While the board is laid out to accept either 1206 SMT LEDs or the thru-hole 5-LED blocks from Electronic Goldmine, all 4 so far have the thru-hole ones. They’re mounted funnywise at an angle to make them more visible from the side. Looking down from the top they’re still quite visible, but this way there’s enough light going about parallel to the board that you can see them acceptably through a hole cut in the side of the case. This makes it possible to check that the LEDs are bouncing without having to go up to the caller’s table and look down on the recorder. A nice feature that pretty much works as designed.
Where they went
I started to lose track of how many of these things I’d made up, so here’s a place to store the history.
I started with 3 newish prototypes in my recorder bag.
* Seeed board #1 went to Ron H at Romney weekend 8/12.
* #2 went to Tony Oxendine 8/22/12.
* one of my newish prototypes (single sided test version of Seeed layout) went to Noah Siegmann 8/22/12. I need to make a Seeed board up to replace it.
* #3 will go to Tom Miller probably delivered at Turkey Run Adv weekend
* electronics are done and tested for # 4, 5, and 6 – one Sansa modified so far
Some mechanical details
Mounting the Sansa involves some manual work. The initial modification to the device includes epoxying a small PCB inside that provides a sturdy place to solder the 3 heavy wires coming out of the back of the case that do double duty holding the bottom of the Sansa to the board in addition to providing electrical connections. There’s a little spacer to hold the lower end the right distance from the PCB. Looks like I haven’t rounded off the corner of this board yet.
The main mechanical mounting is two 4-40 machine screws near the top of the PCB. Nuts are epoxied to the back of the case (after sanding to provide some “tooth” – I seem to have gone overboard on this one). The alignment of the nuts is assured by putting the screws thru the holes, tightening the nuts on and clamping the whole thing together as the sparse initial epoxy sets. After that it comes back apart and I build up a generous fillet of epoxy around each nut. It turns out 1/4″ screws are too long and 3/16″ are too short, so I have to run a nut on a 1/4″ screw, grind a few threads off the end, and reform the threads as I take the nut back off. Not too hard, but it’s an extra couple of steps for each one I make.
I cut the plastic shaft of the level adjust pot down so the case closes comfortably. Not using a knob provides a little extra protection for the pot from being bumped and misadjusted. To provide an index line, I saw a small slot with an Xacto saw and fill it with white-out. Some black magic marker on the top helps the contrast.
You can see the hot melt strain relief for the coax input cable in pictures 2 sections above.

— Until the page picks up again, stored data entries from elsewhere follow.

Issue #598, opened 2025-02-14
Support for converting DuckDB VARINT type to Postgres NUMERIC


JelteF:
### Description

We should be able to convert the DuckDB VARINT type to the Postgres NUMERIC type.  

Once we do we can un-exclude varint here: https://github.com/duckdb/pg_duckdb/blob/02ebeaec1b42619fab806fc881e67de0821b380d/test/regression/expected/test_all_types.out#L7

dentiny:
Hi can I take this ticket? I plan to work on it next week, let me know if it's ok.
Feel free to ping me if you think I work slow or timeline tight, thank you!

JelteF:
Sounds great and no rush

PR #626, opened 2025-02-26
VARINT and numerics type conversion

dentiny:
Fixes https://github.com/duckdb/pg_duckdb/issues/598

This uses the VARINT its string representation as an intermediate translation between a DuckDB VARINT and a Postgres NUMERIC. While this is probably not the most efficient, that's acceptable due to making the code much simpler and VARINTs not being particularly popular types.


src/pgduckdb_types.cpp
```diff
@@ -337,6 +337,16 @@ ConvertNumeric(const duckdb::Value &ddb_value, idx_t scale, NumericVar &result)
 static Datum
 ConvertNumericDatum(const duckdb::Value &value) {
 	auto value_type_id = value.type().id();
+
+	// Special handle duckdb VARINT type.
+	if (value.type().id() == duckdb::LogicalTypeId::VARINT) {
+		std::string value_str = value.ToString();
+		Datum pg_numeric = DirectFunctionCall3(numeric_in, CStringGetDatum(value_str.c_str()),
+		                                       ObjectIdGetDatum(InvalidOid), Int32GetDatum(-1));
```
JelteF, line 345: For this conversion I appreciate the simplicity that the string conversion gives us. Especially since VARINTs are fairly rare types and already a pretty expensive anyway. So converting making the conversion to Postgres a bit more expensive than strictly necessary seems acceptable. This does need a `PostgresFunctionGuard` though, to keep Postgres C code a bit more physically separated from the C++ code let's move this to logic to the `src/pg/types.cpp` file. (we're steadily moving more code to the `src/pg` directory, but we're not done with that migration yet)

JelteF (changes requested):
Thanks for working on this. I think this is mostly good, but as in the other comment. Let's move the code to `src/pg/types.cpp`.

src/pgduckdb_types.cpp
dentiny: > This does need a PostgresFunctionGuard though, to keep Postgres C code a bit more physically separated from the C++ code

Make sense! Function guard added.

Just to confirm, I don't think we need type conversion for numerics <-> VARINT, right?
Because the entrypoint is in pg and we have other mapping (double) in duckdb.

> let's move this to logic to the src/pg/types.cpp file.

I could understand the motivation (i.e. place pg related code under `pg` directory for better maintainability), but I'm not sure which part to place, should I move all functions there?

As you might be aware of, I'm also working on other type conversions; do you think it ok after I finish them?
I'm willing to help migration later on :)

src/pgduckdb_types.cpp
```diff
@@ -334,9 +334,29 @@ ConvertNumeric(const duckdb::Value &ddb_value, idx_t scale, NumericVar &result)
 	}
 }
 
+// A wrapper function to convert a string to a numeric value, used for `PostgresFunctionGuard` macro.
+static Datum
+ConvertStringToNumerics(Datum str, Datum typelem, Datum typmod) {
+	Datum pg_numeric = DirectFunctionCall3(numeric_in, str, typelem, typmod);
```
dentiny, line 340: otherwise compilation failure
```
src/pgduckdb_types.cpp: In function 'Datum pgduckdb::ConvertNumericDatum(const duckdb::Value&)':
include/pgduckdb/pgduckdb_utils.hpp:106:68: error: no matching function for call to '__PostgresFunctionGuard__<Datum (*)(FunctionCallInfo), numeric_in>(const char [11], Datum, Datum, Datum)'
  106 |         pgduckdb::__PostgresFunctionGuard__<decltype(&FUNC), &FUNC>(#FUNC, ##__VA_ARGS__)
      |         ~~~~~~~~~~~~~~~~~~~~~~~~~~~~~~~~~~~~~~~~~~~~~~~~~~~~~~~~~~~^~~~~~~~~~~~~~~~~~~~~~
src/pgduckdb_types.cpp:346:42: note: in expansion of macro 'PostgresFunctionGuard'
  346 |                 const Datum pg_numeric = PostgresFunctionGuard(numeric_in, CStringGetDatum(value_str.c_str()),
      |                                          ^~~~~~~~~~~~~~~~~~~~~
include/pgduckdb/pgduckdb_utils.hpp:83:1: note: candidate: 'template<class Func, Func func, class ... FuncArgs> typename std::invoke_result<Func, FuncArgs ...>::type pgduckdb::__PostgresFunctionGuard__(const char*, FuncArgs ...)'
   83 | __PostgresFunctionGuard__(const char *func_name, FuncArgs... args) {
      | ^~~~~~~~~~~~~~~~~~~~~~~~~
```

src/pgduckdb_types.cpp
```diff
@@ -334,9 +334,29 @@ ConvertNumeric(const duckdb::Value &ddb_value, idx_t scale, NumericVar &result)
...
 	auto value_type_id = value.type().id();
+
+	// Special handle duckdb VARINT type.
+	if (value.type().id() == duckdb::LogicalTypeId::VARINT) {
+		// The performant way to handle the translation is to parse VARINT out, here we leverage string conversion and
+		// parsing mainly for code simplicity.
+		const std::string value_str = value.ToString();
+		const Datum pg_numeric =
+		    PostgresFunctionGuard(ConvertStringToNumerics, /*str=*/CStringGetDatum(value_str.c_str()),
+		                          /*typelen=*/ObjectIdGetDatum(InvalidOid), /*typmod=*/Int32GetDatum(-1));
```
JelteF, line 355: I think it makes most sense to create a function
```c
Datum
StringToNumeric(char* str) {
	// ...
}
```

And then have that function call the actual function with a PostgresFunctionGuard and name that actual function `StringToNumeric_C`. Similarly to how `GetBaseDuckColumnType` is implemented.
https://github.com/duckdb/pg_duckdb/blob/a8425cb1d5599312d24f4e6f9cd9aad1c1a2bee9/src/pg/types.cpp#L35-L54

src/pgduckdb_types.cpp
```diff
@@ -13,22 +13,21 @@ extern "C" {
...
 #include "executor/tuptable.h"
+#include "utils/array.h"
 #include "utils/builtins.h"
+#include "utils/date.h"
+#include "utils/lsyscache.h"
+#include "utils/jsonb.h"
 #include "utils/numeric.h"
 #include "utils/uuid.h"
-#include "utils/array.h"
-#include "fmgr.h"
```
dentiny, line 26: Notice `fmgr.h` is included twice, sort the headers so we don't get confused.

src/pgduckdb_types.cpp
```diff
@@ -13,22 +13,21 @@ extern "C" {
 
 #include "pgduckdb/vendor/pg_numeric_c.hpp"
 
-#include "postgres.h"
 #include "fmgr.h"
+#include "postgres.h"
```
JelteF, line 17: `postgres.h` should be at the top rest looks fine.

dentiny: gotcha, updated

JelteF (approved):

Cutting the little edge-view window for watching the LEDs while the recorder is on the table is a slow, careful exercise with an Xacto knife. I’ve tried roughing it out with a cutter and a saw blade on a Dremel, but there was no major time/effort savings. Hmm – I wonder if a jewelers saw would help on the rough cut? I’ll try that next time. “Servo tape” sticks the parts in the case well, but allows disassembly if it’s really needed. There’s even marking for where the tape goes in the silk screen on the back.

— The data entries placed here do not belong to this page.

Issue #597, opened 2025-02-14
Support for BIT type


JelteF:
### Description

We don't support conversion of the BIT/BITSTRING types yet. https://duckdb.org/docs/sql/data_types/bitstring

Once we do we can un-exclude it here: https://github.com/duckdb/pg_duckdb/blob/02ebeaec1b42619fab806fc881e67de0821b380d/test/regression/expected/test_all_types.out#L10

PR #628, opened 2025-02-26
BIT/VARBIT type conversion between pg and duckdb

dentiny:
Resolves https://github.com/duckdb/pg_duckdb/issues/597

### DIFF
--- a/src/pgduckdb_types.cpp
+++ b/src/pgduckdb_types.cpp
@@ -157,6 +157,14 @@ struct DecimalConversionDouble {
 	}
 };
 
+static Datum
+ConvertVarbitDatum(const duckdb::Value &value) {
+	const std::string value_str = value.ToString();
+	Datum pg_varbit = DirectFunctionCall3(varbit_in, CStringGetDatum(value_str.c_str()), ObjectIdGetDatum(VARBITOID),
+	                                      Int32GetDatum(-1));
+	return pg_varbit;
+}
+
 static inline Datum
 ConvertBoolDatum(const duckdb::Value &value) {
 	return value.GetValue<bool>();
@@ -765,6 +773,10 @@ ConvertDuckToPostgresValue(TupleTableSlot *slot, duckdb::Value &value, idx_t col
 	Oid oid = slot->tts_tupleDescriptor->attrs[col].atttypid;
 
 	switch (oid) {
+	case VARBITOID: {
+		slot->tts_values[col] = ConvertVarbitDatum(value);
+		break;
+	}
 	case BOOLOID:
 		slot->tts_values[col] = ConvertBoolDatum(value);
 		break;
@@ -1071,6 +1083,8 @@ GetPostgresArrayDuckDBType(const duckdb::LogicalType &type) {
 Oid
 GetPostgresDuckDBType(const duckdb::LogicalType &type) {
 	switch (type.id()) {
+	case duckdb::LogicalTypeId::BIT:
+		return VARBITOID;
 	case duckdb::LogicalTypeId::BOOLEAN:
 		return BOOLOID;
 	case duckdb::LogicalTypeId::TINYINT:
--- a/test/regression/expected/test_all_types.out
+++ b/test/regression/expected/test_all_types.out
@@ -7,7 +7,6 @@ SELECT * exclude(
     varint,
     TIME,
     time_tz,
-    bit,
     small_enum,
     medium_enum,
     large_enum,
@@ -55,6 +54,7 @@ uuid            | 00000000-0000-0000-0000-000000000000
 interval        | @ 0
 varchar         | 🦆🦆🦆🦆🦆🦆
 blob            | thisisalongblob\000withnullbytes
+bit             | 0010001001011100010101011010111
 int_array       | {}
 double_array    | {}
 date_array      | {}
@@ -87,6 +87,7 @@ uuid            | ffffffff-ffff-ffff-ffff-ffffffffffff
 interval        | @ 83 years 3 mons 999 days 16 mins 39.999999 secs
 varchar         | goo
 blob            | \000\000\000a
+bit             | 10101
 int_array       | {42,999,NULL,NULL,-42}
 double_array    | {42,NaN,Infinity,-Infinity,NULL,-42}
 date_array      | {01-01-1970,07-11-5881580,07-13-5881580,NULL,05-12-2022}
@@ -119,6 +120,7 @@ uuid            |
 interval        | 
 varchar         | 
 blob            | 
+bit             | 
 int_array       | 
 double_array    | 
 date_array      | 
--- a/test/regression/sql/test_all_types.sql
+++ b/test/regression/sql/test_all_types.sql
@@ -7,7 +7,6 @@ SELECT * exclude(
     varint,
     TIME,
     time_tz,
-    bit,
     small_enum,
     medium_enum,
     large_enum,


src/pgduckdb_types.cpp
```diff
@@ -157,6 +157,14 @@ struct DecimalConversionDouble {
 	}
 };
 
+static Datum
+ConvertVarbitDatum(const duckdb::Value &value) {
+	const std::string value_str = value.ToString();
+	Datum pg_varbit = DirectFunctionCall3(varbit_in, CStringGetDatum(value_str.c_str()), ObjectIdGetDatum(VARBITOID),
+	                                      Int32GetDatum(-1));
```
JelteF, line 164: Similar feedback as for time/timetz PR. I think it should be fairly easy to convert the internal representations directly to eachother, without having to go through string formatting/parsing.

JelteF (changes requested):
Same feedback as for the time/timetz PR. This should also implement conversion from PG types to DuckDB types (both for [`bit` and `bit varying`](https://www.postgresql.org/docs/current/datatype-bit.html))

src/pgduckdb_types.cpp
dentiny: In duckdb `BIT` type is stored as `VARCHAR` physically.
https://github.com/duckdb/duckdb/blob/057f9753cbd3eb6d07543c2f1f1085de961fffc4/src/common/types.cpp#L120-L122

Even if we want to the parsing ourselves (from char* and size_t), we need to have a way to get pointer and its length.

The last mechanical detail (after putting the annoying warning sticker on the LiPo) is a thin clear plastic cover to keep stuff out of the PCB, be the glazing for the edge window, and provide a little extra protection for the battery. (Yeah, yeah, it’s a cell, not a battery.) I’ve tweaked the template so it pretty much fits first try when I cut one out. And I even scanned the template to a soft copy so if that little beat up bit of card stock gets lost I can still make the plastic covers.